Cette année, Amazon se trouve au côté de Netflix qui a quant à lui deux films en lice. Il s'agit de Okja par le Sud-Coréen Bong Joon-ho et The Meyerowitz Stories de l'Américain Noah Baumbach. L'émergence de ces acteurs puissants dans la compétition marque une transformation profonde de l'industrie du cinéma dans la production et dans les moyens de diffusion des films. C'est une "situation unique et inédite", selon le délégué général Thierry Frémaux.

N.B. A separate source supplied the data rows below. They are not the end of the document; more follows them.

PR #1905, opened 2023-04-06
Remove count from async persister

oleg-andreyev:
Async Persister is returning useless count that is not used anywhere but to calculate it, we are making an expensive COUNT() query.

### DIFF
--- a/tests/Unit/Persister/AsyncPagerPersisterTest.php
+++ b/tests/Unit/Persister/AsyncPagerPersisterTest.php
@@ -13,17 +13,12 @@ namespace FOS\ElasticaBundle\Tests\Unit\Persister;
 
 use FOS\ElasticaBundle\Message\AsyncPersistPage;
 use FOS\ElasticaBundle\Persister\AsyncPagerPersister;
-use FOS\ElasticaBundle\Persister\InPlacePagerPersister;
-use FOS\ElasticaBundle\Persister\ObjectPersisterInterface;
 use FOS\ElasticaBundle\Persister\PagerPersisterInterface;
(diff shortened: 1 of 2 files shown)


tests/Unit/Persister/AsyncPagerPersisterTest.php
```diff
@@ -56,46 +56,4 @@ function ($message) {
...
-            'max_per_page' => 10,
-        ])->willReturn($pagerMock);
-
-        $pagerProviderRegistry = $this->createMock(PagerProviderRegistry::class);
-        $pagerProviderRegistry->expects($this->once())->method('getProvider')->with('foo')->willReturn($provider);
-
-        $messageBus = $this->createMock(MessageBusInterface::class);
-        $sut = new AsyncPagerPersister($pagerPersisterRegistry, $pagerProviderRegistry, $messageBus);
-
-        $sut->insertPage(1, [
```
oleg-andreyev, line 96: funny fact this should have been assert result of `insertPage` but it's no doing it.

oleg-andreyev:
@XWB @toaotc could you please take a look.

XWB:
> Async Persister is returning useless count

Do you know why it is useless? Do you mean the count result is inaccurate?

oleg-andreyev:
> > Async Persister is returning useless count
> 
> Do you know why it is useless? Do you mean the count result is inaccurate?

Based on usage in `AsyncPersistPageHandler`, value is returned and later is not used.
So if value is not used, why do we need to execute it.

XWB (approved):

PR #1906, opened 2023-04-06
added pager_persister to options for AbstractIndexPopulateEvent

oleg-andreyev:
need to have an ability to detect current "persister"


oleg-andreyev:
@XWB @toaotc could you please take a look.

XWB (approved):

PR #1919, opened 2023-08-04
Fix empty dynamic date formats list

7ochem:
If the `dynamic_date_formats` is an empty list
this will produce a `Elastica\Exception\ResponseException` saying:

> class java.util.ArrayList cannot be cast to class java.util.Map (java.util.ArrayList and java.util.Map are in module java.base of loader 'bootstrap')

Screenshot-from-2023-08-04-13-35-54

- friendsofsymfony/elastica-bundle v6.3.1
- ruflin/elastica 7.3.1
- Elasticsearch 6.8.22
- symfony/console v4.4.49

### DIFF
--- a/src/Index/MappingBuilder.php
+++ b/src/Index/MappingBuilder.php
@@ -76,7 +76,7 @@ class MappingBuilder
     {
         $mapping = $indexConfig->getMapping();
 
-        if (null !== $indexConfig->getDynamicDateFormats()) {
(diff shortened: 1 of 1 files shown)


7ochem:
Ok, so this happens with Elasticsearch 6, I need to use Elasticsearch 7 when using friendsofsymfony/elastica-bundle v6... When I use Elasticsearch v7 it's all fine. Closing...

PR #1920, opened 2023-08-04
Client: log query on exception then rethrow it

7ochem:
If an Elastica exception was thrown upon request, then make the request visible that caused it (on verbose console or in your logs), then rethrow the exception.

Une avancée qui inquiète surtout la Fédération nationale des cinémas français: "Qu'en sera-t-il demain, si des films du Festival de Cannes ne sortaient pas en salle, remettant ainsi en cause leur nature d'oeuvre cinématographique?" La fédération exige que "ces oeuvres sortent dans les salles de cinéma tout en respectant le cadre réglementaire en vigueur, qui est le fondement de l'exception culturelle". Ce que demande la FNCF est en réalité une sortie retardée de trois ans des films originaux à cause de la chronologie des médias.

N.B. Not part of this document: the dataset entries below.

PR #1948, opened 2024-06-06
optimize() deprecated and replaced with forcemerge()

nurikabe:
`optimize()` deprecated in favor of `forcemerge()` in Elastica v5.x and removed in v6.x.


XWB (approved):

XWB:
👍

Issue #1950, opened 2024-07-12
Deprecation of Extension


flavou45:
The "Symfony\Component\HttpKernel\DependencyInjection\Extension" class is considered internal since Symfony 7.1, to be deprecated in 8.1; use Symfony\Component\DependencyInjection\Extension\Extension instead. It may change without further notice. You should not use it from "Lexik\Bundle\JWTAuthenticationBundle\DependencyInjection\LexikJWTAuthenticationExtension".

XWB:
Fixed in https://github.com/FriendsOfSymfony/FOSElasticaBundle/pull/1959

PR #1959, opened 2025-02-13
Use correct Extension class per Symfony deprecation

Lustmored:
As per #1950 the `Symfony\Component\HttpKernel\DependencyInjection\Extension` is deprecated and `Symfony\Component\DependencyInjection\Extension\Extension` should be used.

This class is available in all Symfony versions supported by this bundle.


XWB (approved):

XWB:
Thank you.

Issue #1618, opened 2020-04-16
How to define multiple template patterns for an index template?


benjamintoussaint:
Hi,

I've following this doc to create an index template:
https://github.com/FriendsOfSymfony/FOSElasticaBundle/blob/master/doc/templates.md#index-templates

It gives `template: some_index_*`  as an example pattern and refers to the official documentation:
https://www.elastic.co/guide/en/elasticsearch/reference/6.6/indices-templates.html#indices-templates

But in the official documentation, I see that we can define an array of patterns:
`"index_patterns": ["te*", "bar*"],`

Is it possible to apply a template using multiple patterns and then how?
If not, how could I manually apply a given template to multiple indexes?

Thank you!

XWB:
Should be fixed in https://github.com/FriendsOfSymfony/FOSElasticaBundle/pull/1962

PR #1962, opened 2025-02-28
Updated index template feature to be compatible with ES 6.x+

### LINKED ISSUE #1961: Index Template configuration has not been updated from Elasticsearch 5.6
I'm working on a PR to address this, so I'm opening this issue primarily to document that the problem was found and to have an issue# to reference in the PR.

In ES 5.6 and earlier, the configuration for index templates ([docs](https://www.elastic.co/guide/en/elasticsearch/reference/5.6/indices-templates.html)) used a `template` property to define a single index pattern for which to apply the template

```
PUT _template/template_1
{
  "template": "te*",
  ...
```

This is the configuration that FOSElasticaBundle generates.

This was changed in 6.0 ([docs](https://www.elastic.co/guide/en/elasticsearch/reference/6.0/indices-templates.html)) to an `index_patterns` property that accepts an array of patterns.

```
PUT _template/template_1
{
  "index_patterns": ["te*", "bar*"],
   ...
```

FOSElasticaBundle does not appear to have been updated to generate this new configuration key.  Thus, when trying to reset the templates, it fails:

```
Resetting all templates

In Http.php line 178:
                                          
  unknown key [template] in the template  
                                          

fos:elastica:reset-templates [--index INDEX] [--force-delete]
```

The missing array support was noted in #1618 — but unless I'm missing something; please call me out if I am — as far as I can see no one has flagged that templates no longer seem to work *at all*.

As I said I'm working on a fix for this, and I'll reference this and the other issue in the PR.

mwoynarski:
Fixes #1961, #1618

This PR updates the configuration of index templates to be compatible with Elasticsearch 6.0 and up.

Compatibility is maintained with the old configuration format.


XWB (approved):

XWB:
👍

PR #1964, opened 2025-03-13
Add events for requests

### LINKED ISSUE #1963: [Feature] Would you consider a Request event?
Hello.

I wanted to add transactions for sentry to track all requests being passed to ES through the bundle, but at this time it seems like my only option is to decorate the Client class.
I could work on a PR which would add an event, which would fire each time after a request was successfully (or not) made, along with a PreRequest event.

It could be controlled by not passing the `event_distributor`  class, and would only be needed in the bundle itself, as obviously the elastica client doesn't use that. Or it could be done in the library below - either way works.

Please let me know if you'd consider allowing such a feature.

It would boil down to 3 events (`PreRequest`, `PostRequest`, `RequestFailure`), + nullable dispatch call to event distributor.

pkly:
Fixes #1963 

Things to consider: at this time it's not possible to pass the full request object in the `PreRequest` event as that object is created and used by the client below. It could be done if the library would change it so that it's in a separate method so we could override it.

The settting of `EventDispatcher` could also just be done in the constructor at this point.

### DIFF
--- a/composer.json
+++ b/composer.json
@@ -38,7 +38,8 @@
         "symfony/dependency-injection": "^5.4 || ^6.4 || ^7.1",
         "symfony/framework-bundle": "^5.4 || ^6.4 || ^7.1",
         "symfony/property-access": "^5.4 || ^6.4 || ^7.1",
-        "symfony/stopwatch": "^5.4 || ^6.4 || ^7.1"
+        "symfony/stopwatch": "^5.4 || ^6.4 || ^7.1",
+        "symfony/event-dispatcher": "^5.4 || ^6.4 || ^7.1"
     },
     "require-dev": {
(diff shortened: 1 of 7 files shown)


XWB (approved):

XWB:
> Things to consider: at this time it's not possible to pass the full request object in the PreRequest event as that object is created and used by the client below. It could be done if the library would change it so that it's in a separate method so we could override it.

I think that's fine for now. Does the `PreRequest` provides all the information you need for now?

pkly:
Yes, I already decorated the `request` method in our application and it works essentially the same, so this should be fine.

XWB:
Thanks for you hard work 👍

Issue #1968, opened 2025-04-18
Any way of disabling update when no indexed fields are changed


magnetik:
Hello,

Let's say I'm indexing in ES the fields `A` and `B` in an entity that contains `A`, `B`, `C` and `D`.

When I'm updating the field `C` of my entity, an ES update is triggered while it's not necessary.

Have you every considered trying to detect which fields needs to be updated?

PR #1969, opened 2025-05-14
Implement ConditionalUpdate interface for selective entity updates

magnetik:
It's a proposition for #1968.

Some tests are red but I think it's related to a dependency change.

### DIFF
--- a/src/Doctrine/ConditionalUpdate.php
+++ b/src/Doctrine/ConditionalUpdate.php
@@ -1,0 +1,20 @@
+<?php
+
+/*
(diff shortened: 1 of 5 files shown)


XWB:
Seems fine to me, but many tests are failing.

magnetik:
The failing tests are not related to this PR. Fixed in #1970

XWB (approved):

XWB:
:+1:

magnetik:
Thanks for the fast merge ! Do you think a release will be made soon?

Is there any work needs to be done before?

PR #723, opened 2023-11-08
Convert target metrics where possible to stream

blt:
### What does this PR do?

This commit converts our expvar and prometheus metrics to the use of streaming bodies where possible, especially on the prometheus side. The implementation of both is adjusted to be similar and we now record the content-length from the target.

### Related issues

REF SMPTNG-79


GeorgeHahn (approved):

goxberry (approved):

blt:
While I think it is an interesting bit of work with some debugging around failure modes it's also unrelated to SMPTNG-79.

PR #725, opened 2023-11-09
Introduce proofs for block mechanism

blt:
### What does this PR do?

This commit adds proofs for the `chunk_bytes` function, converting its interface to be in terms of `u32` -- as matches our configuration -- and also to use a round-robin method internally to avoid randomness. The callers -- two sites -- are responsible for passing  `chunks` in as a mutable reference, allowing us to bound the maximum iterations of this function. The function is now allocation-free, although the change as a whole is neutral in this regard. 

### Motivation

REF #724
REF SMPTNG-79

### DIFF
--- a/lading_payload/src/block.rs
+++ b/lading_payload/src/block.rs
@@ -5,10 +5,7 @@
 //! from that, decoupling the create/send operations. This module is the
 //! mechanism by which 'blocks' -- that is, byte blobs of a predetermined size
 //! -- are created.
-use std::{
-    collections::VecDeque,
-    num::{NonZeroU32, NonZeroUsize},
-};
+use std::{collections::VecDeque, num::NonZeroU32};
 
 use bytes::{buf::Writer, BufMut, Bytes, BytesMut};
 use rand::{prelude::SliceRandom, rngs::StdRng, Rng, SeedableRng};
@@ -91,9 +88,9 @@ pub enum Cache {
         /// The seed used to construct the `Cache`.
         seed: [u8; 32],
         /// The total number of bytes that will be generated.
-        total_bytes: usize,
+        total_bytes: u32,
         /// The sizes of the blocks that will be generated.
-        block_chunks: Vec<usize>,
+        block_chunks: Vec<u32>,
         /// The payload that will be generated.
         payload: crate::Config,
     },
@@ -112,13 +109,11 @@ impl Cache {
     /// of `block_byte_sizes` is large than `total_bytes`.
     pub fn stream(
         seed: [u8; 32],
-        total_bytes: NonZeroUsize,
-        block_byte_sizes: &[NonZeroUsize],
+        total_bytes: NonZeroU32,
+        block_byte_sizes: &[NonZeroU32],
         payload: crate::Config,
     ) -> Result<Self, Error> {
-        let mut rng = StdRng::from_seed(seed);
-
-        let block_chunks = chunk_bytes(&mut rng, total_bytes, block_byte_sizes)?;
+        let block_chunks = chunk_bytes(total_bytes, block_byte_sizes)?;
         Ok(Self::Stream {
             seed,
             total_bytes: total_bytes.get(),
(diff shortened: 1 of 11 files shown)


GeorgeHahn (approved):

lading_payload/src/block.rs
```diff
@@ -520,62 +537,115 @@ where
...
+        let total_bytes: NonZeroU32 = kani::any();
+        let mut block_chunks: [u32; 10] = [0; 10];
+
+        let under: NonZeroU32 = kani::any_where(|x| *x < total_bytes);
+        let equal = total_bytes;
+        let over: NonZeroU32 = kani::any_where(|x| *x > total_bytes);
+
+        kani::assert(
+            chunk_bytes(total_bytes, &[under, equal, over], &mut block_chunks).is_err(),
+            "chunk_bytes should fail when all sizes not all under the limit",
```
goxberry, line 604: "chunk_bytes should fail when not all sizes under the limit"?

lading_payload/src/block.rs
```diff
@@ -392,21 +381,49 @@ where
...
+            let block_size = block_size.get();
+            if block_size <= bytes_remaining {
+                chunks[total_chunks] = block_size;
+                total_chunks += 1;
+                bytes_remaining -= block_size;
+            }
+        }
+    }
+
+    Ok(total_chunks)
```
goxberry, line 426: Let `k` be the largest index such that:

- `0 <= k < N`
- `chunks[..k].iter().sum() <= total_bytes`

Should every element of `chunks[k..]` be zero?

blt: Oooh yes they should.

blt: Proof added in [eb556e1](https://github.com/DataDog/lading/pull/725/commits/eb556e1b9bd49d1b212a97d1d66827e8da6a1e29).

lading_payload/src/block.rs
blt: Modified in [eb556e1](https://github.com/DataDog/lading/pull/725/commits/eb556e1b9bd49d1b212a97d1d66827e8da6a1e29).

lading_payload/src/block.rs
```diff
@@ -359,30 +359,19 @@ fn stream_inner(
...
-    block_byte_sizes: &[NonZeroUsize],
-) -> Result<Vec<usize>, Error>
-where
-    R: Rng + Sized,
-{
+fn chunk_bytes<const N: usize>(
+    total_bytes: NonZeroU32,
+    block_byte_sizes: &[NonZeroU32],
+    chunks: &mut [u32; N],
+) -> Result<usize, Error> {
```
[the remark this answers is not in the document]
blt: In practice these are all the size `MAX_CHUNKS` so we could possibly just substitute N for that. The proofs would take longer to run -- note the proofs are in terms of N == 10 -- and also if we want to allow streams and fixed caches to have different maxes we can achieve that now. 

A little bit it makes the proof run better, a little bit it makes the code easier to modify in the future but we don't strictly speaking need to.

lading_payload/src/block.rs
```diff
@@ -359,30 +359,19 @@ fn stream_inner(
...
-/// up correctly is not necessarily straightforward. This utility method does
-/// the computation in cases where it would otherwise be annoying. From the
-/// allowable block sizes -- defined by `block_byte_sizes` -- a random member is
-/// chosen and is deducted from the total bytes remaining. This process
-/// continues until the total bytes remaining falls below the smallest block
-/// size. It's possible that a user could supply just the right parameters to
-/// make this loop infinitely. A more clever algorithm would be great.
+/// We partition `total_bytes` by `block_byte_sizes` via a round-robin method.
+/// Our goal is to terminate, more or less partition the space and do so without
+/// biasing toward any given byte size.
```
goxberry, line 364: Is determinism of the `chunks` configuration upon output a desirable property when used as a load generator? I see the appeal from the perspective of writing proofs that will execute quickly -- and narrowing down debugging surface -- I'm just wondering if the deterministic round-robin strategy is something we would want to use for a situation other than testing.

blt: It is. Worth recalling that even though the previous implementation took a rand the output was always deterministic, since we seed lading's RNG deterministically. The round-robin is just a new idea I had to get a deterministic output but that specific part I don't want to advertise out to users. Determinism yes, but how we achieve that is up to us.

goxberry (approved):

Amazon accepte de respecter cette condition. "Ce qu'il y a de formidable avec Amazon, c'est qu'eux fonctionnent encore avec le modèle "classique" de sortie en salles. Mais on ne sait pas pour combien de temps ils le feront, car je crois que le prestige attaché à la sortie est peu à peu en train de s'estomper", estime Fernando Loureiro, producteur indépendant rencontré par Libération. Producteur à Los Angeles, il perçoit l'arrivée de ces plateformes comme une réelle bouffée d'air pour les indépendants. En ce qui concerne le tout-puissant Netflix, sa décision semble prise: "Étant donné que nos abonnés financent ces films, ils devraient être les premiers à les voir. Mais nous restons ouverts aux propositions que nous feront les grandes chaînes de cinéma comme AMC et Regal aux États-Unis. Si elles veulent notre film, elles devront accepter que nos clients auront le choix entre les regarder chez eux ou au cinéma."

Une gourmandise sans fin

Lancé en 1994, le géant Amazon était au départ destiné à devenir "la plus grande librairie au monde".

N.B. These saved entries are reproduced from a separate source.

PR #727, opened 2023-11-10
Introduce fuzzing for `lading_payload::block::Cache::fixed`

blt:
### What does this PR do?

This commit introduces a new fuzzing harness for the above mentioned function. We want to ensure that we are not crashing at runtime or consuming more memory than allowed.

### Related issues

REF SMPTNG-79

PR #735, opened 2023-11-15
Convert the generation of tagsets to at-time

blt:
### What does this PR do?

This commit modifies the tag generator to generate tagsets at-time. The way we maintain context constraints is novel in the project: we maintain an internal RNG that we deterministically reseed when we loop around the number of contexts.

### Related issues

Follow-up from #727.
REF SMPTNG-79

### DIFF
--- a/lading_payload/src/dogstatsd/common/tags.rs
+++ b/lading_payload/src/dogstatsd/common/tags.rs
@@ -1,48 +1,91 @@
-use std::rc::Rc;
+use std::{
+    cell::{Cell, RefCell},
+    rc::Rc,
+};
+
+use rand::{rngs::SmallRng, SeedableRng};
 
 use crate::{common::strings, dogstatsd::ConfRange};
 
 // This represents a list of tags that will be present on a single
 // dogstatsd message.
 pub(crate) type Tagset = Vec<String>;
-// Multiple tagsets. Useful to generate as a batch (is it??)
-pub(crate) type Tagsets = Vec<Tagset>;
 
+/// Generator for tags
+///
+/// This is an unusual generator. Unlike our others this maintains its own RNG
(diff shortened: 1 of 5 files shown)


lading_payload/src/dogstatsd/common/tags.rs
```diff
@@ -1,48 +1,91 @@
...
 pub(crate) type Tagset = Vec<String>;
-// Multiple tagsets. Useful to generate as a batch (is it??)
-pub(crate) type Tagsets = Vec<Tagset>;
 
+/// Generator for tags
+///
+/// This is an unusual generator. Unlike our others this maintains its own RNG
+/// and will reseed it when counter reaches `num_tagsets`. The goal is to
+/// produce only a limited, deterministic set of tags while avoiding needing to
+/// allocate them all in one shot.
```
goxberry, line 19: If the goal of this implementation is to produce a limited, deterministic set of tags, how much value do we get from reseeding this generator's RNG once it reaches `num_tagsets`?

goxberry:
What does "at-time" mean in the description of this PR?

goxberry (approved):
Cool! I'm interested in seeing the memory behavior of this PR in production.

lading_payload/src/dogstatsd/common/tags.rs
blt: The generator is responsible for producing an infinite amount of tagsets, it's just that the tagsets have to start repeating after we've seen `num_tagsets` of them. Previously this was achieved by having the generator produce that finite set in one shot and then the caller was responsible for sampling in the finite set. 'Finite' is a load bearing word here and can be practically too large.

blt:
> What does "at-time" mean in the description of this PR?

Ah, at the time of use.

PR #739, opened 2023-11-20
Sample rate config for dogstatsd

GeorgeHahn:
### What does this PR do?

Add sample rate & sample rate probability configs to the Dogstatsd payload generator.

### Motivation

This parameter was previously randomly generated between `0..=1`, and we'd like more control over it.

### Related issues

SMPTNG-72


lading_payload/src/dogstatsd.rs
```diff
@@ -258,6 +266,15 @@ pub struct Config {
     #[serde(default = "multivalue_count")]
     pub multivalue_count: ConfRange<u16>,
 
+    /// Sampling rate to report for metrics
```
scottopell, line 269:
```suggestion
    /// Range of possible values for the sampling rate sent in dogstatsd messages
```

lading_payload/src/dogstatsd.rs
```diff
@@ -258,6 +266,15 @@ pub struct Config {
...
+    #[serde(default = "sampling")]
+    pub sampling: ConfRange<f32>,
```
scottopell, line 271:
```suggestion
    pub sampling_range: ConfRange<f32>,
```

lading_payload/src/dogstatsd.rs
```diff
@@ -258,6 +266,15 @@ pub struct Config {
...
+
+    /// Probability between 0 and 1 that a given dogstatsd msg
```
scottopell, line 273:
```suggestion
    /// Probability between 0 and 1 that a given dogstatsd msg will specify a sampling rate.
    /// The sampling rate is chosen from `sampling_range`
```

lading_payload/src/dogstatsd.rs
```diff
@@ -258,6 +266,15 @@ pub struct Config {
...
+    /// will be reported as a sampled value.
```
scottopell, line 274:
```suggestion
```

lading_payload/src/dogstatsd/common.rs
```diff
@@ -100,6 +100,27 @@ pub(crate) enum ZeroToOne {
...
+#[derive(Debug, Clone, Copy)]
+pub(crate) enum ZeroToOneError {
+    OutOfRange,
+}
+
+impl TryFrom<f32> for ZeroToOne {
+    type Error = ZeroToOneError;
+
+    fn try_from(value: f32) -> Result<Self, Self::Error> {
+        if (value - 1.0).abs() < f32::EPSILON {
```
goxberry, line 112: The value 1.0 is exactly representable in IEEE-754-conformant 32-bit floating-point arithmetic, so the epsilon check here should be unnecessary, though I appreciate the intent because it is usually good practice.

lading_payload/src/dogstatsd/metric.rs
```diff
@@ -85,11 +91,15 @@ impl<'a> Generator<'a> for MetricGenerator {
         let template: &Template = self.templates.choose(&mut rng).unwrap();
 
         let container_id = choose_or_not_ref(&mut rng, &self.container_ids).map(String::as_str);
-        // TODO sample_rate should be option and have a probability that determines if its present
-        // Mostly inconsequential for the Agent, for certain metric types the Agent
-        // applies some correction based on this value. Affects count and histogram computation.
         // https://docs.datadoghq.com/metrics/custom_metrics/dogstatsd_metrics_submission/#sample-rates
-        let sample_rate = rng.gen();
+        let prob: f32 = OpenClosed01.sample(&mut rng);
+        let sample_rate = if prob < self.sampling_probability {
```
goxberry, line 96: Minor pedantic nit: because floating-point arithmetic quantizes the range [0, 1], omitting zero here does have a small effect on the probability logic that would be material for small values of `self.sampling_probability` (e.g., `f64::MIN_POSITIVE`). Does this actually matter in practice? Probably not, unless our users are pedantic masochists.

blt (approved):

lading_payload/src/dogstatsd/metric.rs
GeorgeHahn: Merged, but I'd still like to understand this better. Would one of the other provided distributions be more correct? https://docs.rs/rand/latest/rand/distributions/struct.Standard.html#floating-point-implementation The `Standard` distribution stands out to me, but it seems like it would have the same issue on the opposite side.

Lancé en 1994, le géant Amazon était au départ destiné à devenir "la plus grande librairie au monde". © Feed Manager

  • Amazon utilise l'intelligence artificielle comme arme de séduction. Le groupe vient d'exporter une technologie de contrôle vocal, Alexa, désormais intégrée dans plus d'une centaine d'objets connectés fabriqués par des constructeurs tiers. Cette technologie parle, répond aux besoins de l'utilisateur et enregistre toutes les discussions. Un peu à l'image du Big Brother, selon certains utilisateurs.
  • Mais le leader de l'e-commerce règne surtout sur le cloud, le stockage de données et les services informatiques aux entreprises. Pionnier du secteur, Amazon compte plus d'un million de clients, dont Netflix. Amazon Web Services représente un tiers du marché mondial de l'infrastructure Cloud, soit plus que Microsoft, Google et IBM réunis.
  • Après avoir bousculé le commerce, l'édition, la vidéo et le stockage en ligne, Amazon a désormais la publicité dans son collimateur. Selon le cabinet Morgan Stanley, Amazon pourrait d'ici 3 ans réaliser 7 milliards de dollars de chiffre d'affaires grâce à la publicité, qui est le nerf de la guerre pour Google et Facebook. Ses 250 millions de visiteurs uniques par mois dans le monde font saliver de plus en plus d'annonceurs.
  • Le groupe développe aussi ses capacités dans les transports, qu'ils soient terrestres, maritimes ou aériens. Flotte d'avion-cargo, drones ou remorques... La livraison est l'un des enjeux les plus importants pour les sociétés d'e-commerce, qui cherchent des voies alternatives pour acheminer les colis au prix le plus bas.
  • Le géant du commerce en ligne prévoit de créer cette année 1.500 emplois en France et 5.000 au Royaume-Uni. Dans un plan plus large, ce sont au total 15.000 emplois qu'Amazon compte créer cette année en Europe. "Ces postes permettront des livraisons encore plus rapides, plus de choix et une meilleure qualité", assure Doug Gurr, le directeur pour le Royaume-Uni d'Amazon, dans un contexte marqué par de nouveaux scandales quant aux conditions de travail dans l'entreprise.